While some analysts believe the market has reached the bottom, the sector’s woes are expected to persist for some time. In July, S&P Global Ratings estimated that property prices would decline 30 percent this year – a worse decline than during the 2008 financial crisis.
“That’s just a huge chunk of the economy that’s kind of underwater now,” Teneo’s Wildau said. “Even continuing on the pace we are on is, I think, unsustainable. It would mean growth was substantially below target for this year if it continues like this.”
Since Chinese property developers hold relatively small amounts of overseas debt, the global economy is not considered to be at a high risk of the kind of financial crisis sparked by the collapse of Lehman Brothers in the United States, said Alicia García-Herrero, the chief Asia Pacific economist at Natixis in Hong Kong.
But the size of China’s economy, which accounts for almost one-fifth of global GDP, means a major slowdown could still have a serious effect on global growth.
“The global impact is mostly due to very low growth from China, it’s not so much a financial impact,” García-Herrero told Al Jazeera.
“Of course, if Chinese banks finally can’t swallow this shock and their non-performing loans increase massively and there’s a financial crisis in China – which I don’t think will happen immediately – it will be more like Japan in the 80s and 90s. So saddled with bad loans, no credit, the economy doing very poorly, deflation – this is, I think, the scenario. So not an immediate Lehman type event.”
The World Economic Forum has estimated that every 1 percentage-point decline in China’s GDP results in a 0.3 percent reduction in global GDP.
In a 2019 study by the United States Federal Reserve, economists estimated that an 8.5 percent fall in China’s GDP would result in a 3.25 percent drop in advanced economies and nearly 6 percent decline in emerging economies.
China’s economy is unlikely to experience an economic meltdown of that severity. But it could be on track for a protracted slump that drags on global growth in the coming years, according to analysts.
Teneo’s Wildau said that Chinese policymakers have tools not readily available in more capitalistic countries to avert a full-blown financial crisis.

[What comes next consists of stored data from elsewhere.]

PR #19, opened 2020-07-08
Merge working-jan-dev/jan-dev changes into master

jzwang8:
All changes have already been reviewed and approved in the latest closed PR, but I need approval from everyone to merge with master!


backend/pom.xml
```diff
@@ -51,9 +57,9 @@
     </dependency>
     
     <dependency>
-      <groupId>org.mockito</groupId>
-      <artifactId>mockito-core</artifactId>
-      <version>3.3.3</version>
```
kmh287, line 56: Are there no tests using mockito at the moment? If so it's ok to remove this for now.

backend/src/main/java/com/google/sps/FindMatchQuery.java
```diff
@@ -0,0 +1,85 @@
...
+import java.util.List;
+
+/** Class used to find a match in a list of Participants with the most recently added Participant */
+public final class FindMatchQuery {
+
+  /** Maximum difference in duration to be compatible */
+  private static int MAX_DURATION_DIFF = 15;
+  /** extra padding time to ensure large enough meeting time block */
+  private static int PADDING_TIME = 15;
+  /** Reference clock for "current" time */
```
kmh287, line 30: tiny nit: Now that it's a clock and not a ZoneDateTime, returning the "current time" is intrinsic to the type (clocks tell you what time it is right now) so this javadoc can be shortened or removed.

backend/src/main/java/com/google/sps/FindMatchQuery.java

“Chinese leaders have a much greater degree of control over the financial system and the real economy than US policymakers did in 2008. So they have the tools to stave off an acute crisis,” he said.
“They have the tools to stave off financial contagion and a complete collapse in credit flows because they can simply order the banks to lend. They can work outside the legal bankruptcy system to keep everyone liquid, to avoid disorderly chains of default.”
But Wildau said China could still be looking at years of economic stagnation, which would feel like a recession to many Chinese after decades of strong growth.
“We could just see an extended period of slow growth, something more like a Japan scenario, a sort of grinding slowdown over many years even absent acute financial distress or panic in the market,” he said.
What is China doing about the crisis?
Beijing has signalled that supporting the property market is an important task despite its determination to reduce the economy’s reliance on the sector.
At a meeting of China’s top decision-making body in July, officials said there was a need to “stabilise” the real estate market while emphasising that local governments should take responsibility to ensure pre-sold homes are finished.
Earlier this month, Chinese media outlet Caixin reported that Beijing was preparing to issue 200 billion yuan ($29.3bn) in loans to complete unfinished housing projects.
Beijing has also taken measures to boost the economy more generally, such as lowering interest rates and rolling out stimulus, including the announcement last week of 300 billion yuan ($44bn) in new credit through its state-run policy banks.
“We expect additional funding will be arranged to support the completion of unfinished houses,” Wu, the Oxford Economics economist, said in a note.
“Indeed, the statement from July’s Politburo meeting stresses the need to stabilise the property market and to ensure the delivery of houses. We think these efforts are unlikely to come directly from the central government. Instead, authorities will likely ask local governments, banks, and property developers to coordinate and ensure that unfinished housing projects are completed.”
China’s efforts to prop up the market may ultimately be limited, with Beijing widely expected to stick to its “three red lines” and Chinese President Xi Jinping’s mantra that “houses are for living in, not for speculation”.
Wildau said China’s policymakers now faced the dilemma of whether to press ahead with their crackdown on real estate or reverse course for the sake of growth.
“If they were to embark on a bailout now, it would be rowing back and retreating on those gains,” he said.
“It would also be politically embarrassing because it would look like a reversal or an admission of error. So that’s why I think we’ve seen policy be relatively lacklustre. We haven’t seen a housing bailout that a lot of investors have been hoping for.”